Once we launch these schedulers, data gets dumped into tables as and when data appears at Kafka topics.
For our use-case, since we had decided to divide our data into training and test dataset in topics named “finaltrainingmodeltopic” and “finalevaltabletopic”, we created 2 tables with the same name and with the same schema of data in these topics, and also created two schedulers.
Refer this for more details of setting up schedulers in Vertica -
Note: This is how the final workflow will look like.
5. Deploy custom rule jar in NAM server.
- We create a custom rule class as per stated in NAM documentation, https://www.netiq.com/documentation/access-manager-44/nacm_enu/?page=/documentation/access-manager-44/nacm_enu/data/rba-custom-rule-sdk.html
The code snippet for communicating with Vertica will look something like this -
//connect to the Vertica DB
Connection conn = DriverManager.getConnection("jdbc:vertica://ip:5433/vertica", "dbadmin", "xxxxx");
// specify the Machine Learning Model's vertica SQL query here refer
Statement statement= conn.createStatement();
// execute the query and get results
ResultSet myResult = statement.executeQuery(kmeans_Query);
- We configure a risk policy in admin console with our custom rule specifying the class name.
- In this custom class we create connections to Vertica database using JDBC and the drivers for the same can be found at - https://my.vertica.com/download/vertica/client-drivers/
- Based on the business logic, the ML model is created in Vertica database and the test data is run against the model in the database via usual SQL queries through JDBC connections, in this custom class only.
- There is a list of different ML algorithms that Vertica support in its database and that can be used using normal SQL queries. We are using k-Means clustering machine learning algorithm to cluster data into groups based on their similarity. K-means clustering is an unsupervised learning algorithm that clusters data into groups based on their similarity. Using k-means, you can find k clusters of data, represented by centroids. To know more about the k-Means cluster algorithm, refer to -
- The reason why we use an unsupervised algorithm like k-Means is because of the data involved.

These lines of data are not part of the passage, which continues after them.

PR #3476, opened 2026-04-15
NOISSUE - Update bootstrap and provision service

nyagamunene:
# What type of PR is this?

- Related Issue #
- Resolves #


bootstrap/service.go
```diff
@@ -229,35 +242,31 @@ func (bs bootstrapService) UpdateConnections(ctx context.Context, session smqaut
 	}
 
 	cfg.Channels = channels
-	var connect, disconnect []string
 
+	nextState := Active
```
JeffMboya: The state toggle here is backwards. `nextState` is initialized to `Active`, then set to `Inactive` when the config is already `Active`. This means:
- Active config: disconnects from all channels and sets state to Inactive
- Inactive config: connects to the new channels and sets state to Active

Calling this endpoint twice on an Active config will silently deactivate a live device. This is a regression from the original behavior, which computed a delta (channels to add vs. remove) without touching state.

The removed `updateList()` function was doing the right thing. Suggest restoring the delta logic and removing the state toggle from `UpdateConnections` entirely. State changes belong in `ChangeState()`.

bootstrap/service.go
```diff
@@ -335,23 +344,12 @@ func (bs bootstrapService) ChangeState(ctx context.Context, session smqauthn.Ses
...
 	case Active:
-		for _, c := range cfg.Channels {
-			if err := bs.sdk.ConnectClients(ctx, c.ID, []string{cfg.ClientID}, []string{"Publish", "Subscribe"}, session.DomainID, token); err != nil {
-				// Ignore conflict errors as they indicate the connection already exists.
-				if errors.Contains(err, svcerr.ErrConflict) {
-					continue
-				}
-				return ErrClients
-			}
+		if err := bs.connectChannels(ctx, session.DomainID, token, cfg.ClientID, bs.toIDList(cfg.Channels)); err != nil {
```
JeffMboya: **P1: ChangeState crashes on configs with no channels**

`bs.toIDList(cfg.Channels)` returns an empty slice when a config has no associated channels. That empty slice is passed directly to `connectChannels`/`disconnectChannels`, which call `sdk.Connect`/`sdk.Disconnect` with `ChannelIDs: []`. The channels service rejects that payload with a 400 Bad Request, so `ChangeState` permanently fails for any config that has zero channels.

Before calling the helpers, add:
```go
channelIDs := bs.toIDList(cfg.Channels)
if len(channelIDs) == 0 {
    return bs.configs.ChangeState(ctx, session.DomainID, id, state)
}
```

The same guard is also missing in `connectChannels`/`disconnectChannels` themselves (lines 396-412).

bootstrap/service.go
```diff
@@ -164,8 +165,21 @@ func (bs bootstrapService) Add(ctx context.Context, session smqauthn.Session, to
...
 	cfg.ClientID = mgClient.ID
 	cfg.DomainID = session.DomainID
-	cfg.State = Inactive
 	cfg.ClientSecret = mgClient.Credentials.Secret
+	cfg.State = Inactive
+
+	// Create actual connections via SDK if there are channels to connect
+	if len(toConnect) > 0 {
+		for _, channelID := range toConnect {
+			if err := bs.sdk.ConnectClients(ctx, channelID, []string{cfg.ClientID}, connTypes, session.DomainID, token); err != nil {
```
JeffMboya: The channel-connection loop in `Add()` has no rollback path. If channels 0..N-1 connect successfully but channel N fails, those already-connected channels are silently orphaned. The config record is never saved (the error returns early), but the live channel connections remain in the Channels service.

This is also the one place that still uses the old `sdk.ConnectClients()` per-channel API while the rest of the service has moved to the new batch `connectChannels` helper. The inconsistency is confusing and the new helper has the same gap (no rollback on partial failure either).

Fix: either use the batch helper here too and add a deferred disconnect-on-error cleanup, or document explicitly that `Add()` may leave dangling connections on failure and the caller must reconcile.

bootstrap/service.go
```diff
@@ -395,6 +393,22 @@ func (bs bootstrapService) DisconnectClientHandler(ctx context.Context, channelI
 	return nil
 }
 
+func (bs bootstrapService) connectChannels(ctx context.Context, domainID, token, clientID string, channelIDs []string) error {
```
JeffMboya: The old per-channel loops explicitly continued on `ErrConflict` (connect) and `ErrNotFound` (disconnect). Those are expected idempotent conditions (already connected, already gone). The new batch helpers propagate every SDK error as a hard failure.

This means:
- Connecting a channel that already exists results in a hard error instead of continuing
- Disconnecting a channel that does not exist results in a hard error instead of continuing

Both are regressions from the old behavior. Add guards before returning:
```go
func (bs bootstrapService) connectChannels(...) error {
    err := bs.sdk.Connect(...)
    if err != nil && !errors.Contains(err, svcerr.ErrConflict) {
        return err
    }
    return nil
}
```
Same pattern for `disconnectChannels` with `repoerr.ErrNotFound`.

bootstrap/postgres/init.go
```diff
@@ -78,31 +74,242 @@ func Migration() *migrate.MemoryMigrationSource {
...
+					`ALTER TABLE IF EXISTS configs ADD COLUMN IF NOT EXISTS client_secret CHAR(36)`,
+					`ALTER TABLE IF EXISTS configs ADD COLUMN IF NOT EXISTS magistrala_client TEXT`,
+					`ALTER TABLE IF EXISTS configs ADD COLUMN IF NOT EXISTS magistrala_secret TEXT`,
+					`ALTER TABLE IF EXISTS configs ADD COLUMN IF NOT EXISTS mainflux_client TEXT`,
+					`ALTER TABLE IF EXISTS configs ADD COLUMN IF NOT EXISTS mainflux_key TEXT`,
+					`UPDATE configs SET client_id = magistrala_client WHERE client_id IS NULL AND magistrala_client IS NOT NULL`,
+					`UPDATE configs SET client_secret = magistrala_secret WHERE client_secret IS NULL AND magistrala_secret IS NOT NULL`,
+					`UPDATE configs SET client_id = mainflux_client WHERE client_id IS NULL AND mainflux_client IS NOT NULL`,
+					`UPDATE configs SET client_secret = mainflux_key WHERE client_secret IS NULL AND mainflux_key IS NOT NULL`,
+					`ALTER TABLE IF EXISTS configs ALTER COLUMN client_id SET NOT NULL`,
```
JeffMboya: `configs_6` runs `ALTER COLUMN client_id SET NOT NULL` (and `client_secret SET NOT NULL`) immediately after an UPDATE that attempts to backfill from `thing_id`. If any row still has a NULL `client_id` after the UPDATE, either because the old column was also NULL or the UPDATE predicate did not cover it, the ALTER fails with a constraint violation and the migration is aborted.

The migration has no rollback. On a real database with legacy NULL rows this will hard-fail on upgrade and leave the schema in a partially-migrated state.

Fix: either run a `DELETE FROM configs WHERE client_id IS NULL` before the ALTER (with an explicit warning in release notes), or make the constraint `DEFAULT ''` with a follow-up migration to tighten it once data is confirmed clean.

bootstrap/postgres/init.go
```diff
@@ -78,31 +74,242 @@ func Migration() *migrate.MemoryMigrationSource {
...
+					`ALTER TABLE IF EXISTS connections ADD COLUMN IF NOT EXISTS domain_id VARCHAR(256)`,
+					`ALTER TABLE IF EXISTS connections ADD COLUMN IF NOT EXISTS client_id VARCHAR(36)`,
+					`ALTER TABLE IF EXISTS connections ADD COLUMN IF NOT EXISTS type SMALLINT`,
+					`ALTER TABLE IF EXISTS connections ADD COLUMN IF NOT EXISTS config_id TEXT`,
+					`ALTER TABLE IF EXISTS connections ADD COLUMN IF NOT EXISTS channel_owner VARCHAR(256)`,
+					`ALTER TABLE IF EXISTS connections ADD COLUMN IF NOT EXISTS config_owner VARCHAR(256)`,
+					`CREATE UNIQUE INDEX IF NOT EXISTS connections_pkey
+						ON connections (channel_id, domain_id, client_id, type)
+						WHERE client_id IS NOT NULL AND type IS NOT NULL`,
+					`INSERT INTO config_channels (channel_id, config_id, domain_id)
```
JeffMboya: `COALESCE(config_owner, channel_owner, domain_id, '')` falls back to an empty string `''` when all source columns are NULL. If `domain_id` has a foreign key constraint referencing the domains table, inserting `''` will fail unless `''` is a valid domain ID, which it almost certainly is not.

This means the migration silently drops any rows that had all-NULL ownership columns instead of migrating them, or hard-fails if the FK is enforced.

The safer approach: log (or INSERT into a quarantine table) rows where all owner columns are NULL, then exclude them from the INSERT with a `WHERE COALESCE(...) != ''` predicate. At minimum, document that orphaned rows will be skipped.

bootstrap/postgres/configs.go
```diff
@@ -568,10 +583,9 @@ func updateConnections(domainID, id string, connections []string, tx *sqlx.Tx) e
 	if len(connections) == 0 {
```
JeffMboya: `updateConnections` returns `nil` immediately when `len(connections) == 0`, but the caller (`UpdateConnections` in the service) may intend to clear all channel connections for a config. With an empty input, the existing `config_channels` rows for that config are never deleted. The config appears connected to channels it should no longer be connected to.

If "empty connections = remove all" is the intended semantics (which the new `UpdateConnections` service logic suggests), this early return is wrong. The function should execute a `DELETE FROM config_channels WHERE config_id = $1 AND domain_id = $2` before returning when the list is empty.

JeffMboya (dismissed):
LGTM

bootstrap/postgres/profiles.go
```diff
@@ -0,0 +1,210 @@
...
+func NewProfileRepository(db postgres.Database, log *slog.Logger) bootstrap.ProfileRepository {
+	return &profileRepository{db: db, log: log}
+}
+
+func (pr profileRepository) Save(ctx context.Context, p bootstrap.Profile) (bootstrap.Profile, error) {
+	q := `INSERT INTO profiles (id, domain_id, name, description, template_format, content_template, defaults, binding_slots, version, created_at, updated_at)
+		  VALUES (:id, :domain_id, :name, :description, :template_format, :content_template, :defaults, :binding_slots, :version, :created_at, :updated_at)`
+
+	now := time.Now().UTC()
+	p.Version = 0
```
rodneyosodo: **Bug: This resets the version to 0, overriding the service layer's explicit `p.Version = 1`.**

The service layer sets `p.Version = 1` before calling `Save()`, but this line overwrites it to `0`. Every newly created profile will have `version: 0` in both the database and API response, contradicting the schema default of `1`.

The first `Update` will bump it to 1 via `version = version + 1`, but the initial state is wrong.

**Fix:** Remove this line so the service-assigned version is preserved:

```go
// Remove: p.Version = 0
```

Or if a default is needed in the repo layer, use `p.Version = 1`.

bootstrap/postgres/configs.go
```diff
@@ -508,264 +336,79 @@ func buildRetrieveQueryParams(domainID string, clientIDs []string, filter bootst
...
 	if dbcfg.Name.Valid {
 		cfg.Name = dbcfg.Name.String
 	}
-
 	if dbcfg.Content.Valid {
 		cfg.Content = dbcfg.Content.String
 	}
-
+	if len(dbcfg.RenderContext) > 0 && string(dbcfg.RenderContext) != jsonNull {
+		_ = json.Unmarshal(dbcfg.RenderContext, &cfg.RenderContext)
```
rodneyosodo: **Bug: The `json.Unmarshal` error is silently discarded.**

A corrupted `render_context` column will produce a config with `nil` `RenderContext` instead of surfacing the data integrity issue. The same operation in `RetrieveAll()` (line 116) properly handles the error and returns an empty page.

**Fix:** Return the error, consistent with the surrounding code:

```go
if err := json.Unmarshal(dbcfg.RenderContext, &cfg.RenderContext); err != nil {
    return Config{}, errors.Wrap(svcerr.ErrViewEntity, err)
}
```

bootstrap/service.go
```diff
@@ -316,55 +289,85 @@ func (bs bootstrapService) Bootstrap(ctx context.Context, externalKey, externalI
...
+	return cfg, nil
+}
+
+func (bs bootstrapService) changeConfigStatus(ctx context.Context, domainID, id string, status Status) (Config, error) {
+	cfg, err := bs.configs.RetrieveByID(ctx, domainID, id)
+	if err != nil {
+		return Config{}, errors.Wrap(svcerr.ErrViewEntity, err)
+	}
+	if cfg.Status == status {
+		return Config{}, svcerr.ErrStatusAlreadyAssigned
```
rodneyosodo: **Behavioral change: This is a breaking change for idempotent enable/disable calls.**

The old `ChangeState` returned `nil` (success) when the state already matched. Now `EnableConfig` on an already-enabled config returns `ErrStatusAlreadyAssigned`.

Clients that idempotently call enable/disable (common in reconciliation loops and retry logic) will now receive errors they didn't before.

If this is intentional, consider documenting it in the PR description. If not, returning the current config without error would preserve backward compatibility:

```go
if cfg.Status == status {
    return cfg, nil
}
```

bootstrap/api/requests.go
```diff
@@ -154,10 +125,153 @@ func (req changeStateReq) validate() error {
...
+
+// --- Profile requests ---
+
+type createProfileReq struct {
+	bootstrap.Profile
+}
+
+func (req createProfileReq) validate() error {
+	if req.Name == "" {
+		return apiutil.ErrMissingID
```
rodneyosodo: **`ErrMissingID` is misleading when the missing field is `Name`.** This also applies to `uploadProfileReq.validate()` at line 150.

**Suggestion:** Use a more descriptive error:

```go
if req.Name == "" {
    return apiutil.ErrMissingName // or a dedicated error
}
```

bootstrap/api/requests.go
```diff
@@ -154,10 +125,153 @@ func (req changeStateReq) validate() error {
...
+	return nil
+}
+
+type updateProfileReq struct {
+	profileID string
+	bootstrap.Profile
+}
+
+func (req updateProfileReq) validate() error {
+	if req.profileID == "" || req.Name == "" {
```
rodneyosodo: **`Name` is required on every update, preventing partial updates.** This means callers cannot update only `content_template` without also resubmitting the current `Name`.

If this is intentional (i.e. all fields must be provided on update), it would be worth documenting. If partial updates should be supported, `Name` should only be required when actually changing the name:

```go
if req.profileID == "" {
    return apiutil.ErrMissingID
}
```

rodneyosodo (commented):
## Review Summary

Major refactor with profile/template-based system. Found 3 bugs and 3 structural issues:

**Bugs:**
1. Profile version is always 0 on creation — repo layer overrides service-assigned version
2. `json.Unmarshal` error for `RenderContext` silently swallowed in `toConfig()`
3. Breaking behavioral change: enable/disable now errors when status already matches

**Structural:**
4. `ErrMissingID` returned for missing profile `Name`
5. `updateProfileReq.validate()` requires `Name`, preventing partial updates
6. Unrelated test changes (`.Maybe()` removals) mixed into this PR

rodneyosodo (commented):
.

cmd/bootstrap/main.go
```diff
@@ -176,20 +173,16 @@ func main() {
...
-	svc, err := newService(ctx, authz, policySvc, db, tracer, logger, cfg, dbConfig)
+	svc, err := newService(ctx, authz, policySvc, database, tracer, logger, cfg)
 	if err != nil {
 		logger.Error(fmt.Sprintf("failed to create %s service: %s", svcName, err))
 		exitCode = 1
 		return
 	}
 
-	if err = subscribeToClientsES(ctx, svc, cfg, logger); err != nil {
-		logger.Error(fmt.Sprintf("failed to subscribe to clients event store: %s", err))
```
rodneyosodo, line 188: The subscribeToClientsES call was removed but no replacement was added. The pkg/bootstrap/events/consumer package (specifically BootstrapEventsSubscribe) exists and handles client.remove events, but it is never called from main.go.

**Impact:** When a client is deleted via the clients service, its associated bootstrap config will **not** be automatically removed. Orphaned bootstrap configs will accumulate over time. This is a regression from the previous behavior.

**Suggestion:** Wire up the event subscription after service creation using the new pkg/bootstrap/events/consumer package. Also, the log message on the next line ("Subscribed to Event Store") is now misleading since nothing is actually subscribed.

provision/service.go
```diff
@@ -362,40 +473,21 @@ func (ps *provisionService) recover(ctx context.Context, e *error, ths *[]smqSDK
 		return
 	}
 
-	if errors.Contains(err, ErrFailedBootstrapValidate) || errors.Contains(err, ErrFailedCertCreation) {
+	if errors.Contains(err, ErrFailedBootstrapValidate) || errors.Contains(err, ErrFailedCertCreation) || errors.Contains(err, ErrFailedBootstrapBinding) {
 		clean(ctx, ps, clients, channels, domainID, token)
```
rodneyosodo, line 477: ErrFailedBootstrap (returned when AddBootstrap fails) is **not handled** by any of the recover branches:

1. ErrFailedClientRetrieval || ErrFailedChannelCreation => cleans clients only
2. ErrFailedBootstrapValidate || ErrFailedCertCreation || ErrFailedBootstrapBinding => cleans clients, channels, bootstraps
3. ErrClientUpdate || ErrGatewayUpdate => cleans clients, channels, certs, bootstraps

**Scenario:** Provisioning creates a client and channels successfully, but AddBootstrap returns an error (e.g., duplicate external_id). The recover defer runs, but none of the errors.Contains checks match ErrFailedBootstrap. Result: orphaned clients and channels remain in the system.

**Suggestion:** Add ErrFailedBootstrap to the first branch since bootstraps have not been created yet when this error occurs:

```go
if errors.Contains(err, ErrFailedClientRetrieval) || errors.Contains(err, ErrFailedChannelCreation) || errors.Contains(err, ErrFailedBootstrap) {
    // clean clients and channels
    ...
}
```

rodneyosodo (commented):
## Review Summary

Two bugs found in this PR:

1. **Bootstrap service no longer subscribes to client remove events** (High) - The subscribeToClientsES call was removed from cmd/bootstrap/main.go but no replacement was added. The pkg/bootstrap/events/consumer package exists but is never wired up. Client deletions will leave orphaned bootstrap configs.

2. **Missing cleanup for ErrFailedBootstrap in provision recover** (Medium) - In provision/service.go, the recover defer handles various error cases but none match ErrFailedBootstrap. If AddBootstrap fails after clients/channels are created, those resources are not cleaned up.

provision/service.go
nyagamunene: `ErrFailedBootstrap` is already handled at `provision/service.go:471`. Moving it to the first branch (clients-only cleanup) would be incorrect — at the point AddBootstrap fails, channels have already been created and also need to be cleaned up. The current second branch calls clean() which removes both clients and channels, which is the right behavior.

rodneyosodo (dismissed):
LGTM

bootstrap/postgres/configs.go
```diff
@@ -381,117 +295,34 @@ func (cr configRepository) ChangeState(ctx context.Context, domainID, id string,
...
 	queries := []string{}
 
 	if len(clientIDs) != 0 {
-		queries = append(queries, fmt.Sprintf("magistrala_client IN ('%s')", strings.Join(clientIDs, "','")))
+		var arr pgtype.TextArray
+		if err := arr.Set(clientIDs); err != nil {
+			return "", nil
+		}
+		params = append(params, arr)
+		queries = append(queries, fmt.Sprintf("id = ANY($%d)", len(params)))
```
dborovcanin: This uses id in clientIDs, but in service, Config ID is no longer linked to client ID. Am I missing something?

dborovcanin (changes requested):
Running test in Bootstrap service fails with:
```
=== RUN   TestEnableConfig/enable_already_active_config
    service_test.go:940: 
                Error Trace:    /home/dusan/go/src/github.com/absmach/magistrala/bootstrap/service_test.go:940
                Error:          Should be true
                Test:           TestEnableConfig/enable_already_active_config
                Messages:       enable already active config: expected status already assigned got %!s(<nil>)
--- FAIL: TestEnableConfig (0.00s)
    --- PASS: TestEnableConfig/enable_non-existing_config (0.00s)
    --- PASS: TestEnableConfig/enable_inactive_config (0.00s)
    --- FAIL: TestEnableConfig/enable_already_active_config (0.00s)
FAIL
```
Please check and check why CI didn't catch this.

dborovcanin (approved):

The users’ access pattern training data that we have, doesn’t have an outcome associated with it i.e. the training dataset for a user’s access pattern doesn’t have an outcome if it is an authentic or a fraud attempt.
- This custom risk rule will always evaluate to true unless 30 days’ user behavioral data is collected. Once 30 days’ data is collected, we use SQL queries at Vertica database to find and analyse good and bad clusters and based on the cluster assigned to the test data, the risk rule either evaluates to true or false. Refer to -
to find a list of different ML algorithms supported by Vertica.
This solution is a starting initiative to showcase Vertica integration with NAM. Also, the machine learning algorithm that we have used for our use-case is just for demonstration, one can use any algorithm that suits their use-cases. Moving forward, we can add multiple other parameters to the same use-case such as classification of applications based on importance. Besides, this is just one use-case that we have demonstrated, UBA can be brought to use to use-cases like detecting brute-force attacks, detecting compromised credentials or profiles, detecting insider threats, detecting breach of classified and protected data, predicting the license usage of a product, etc.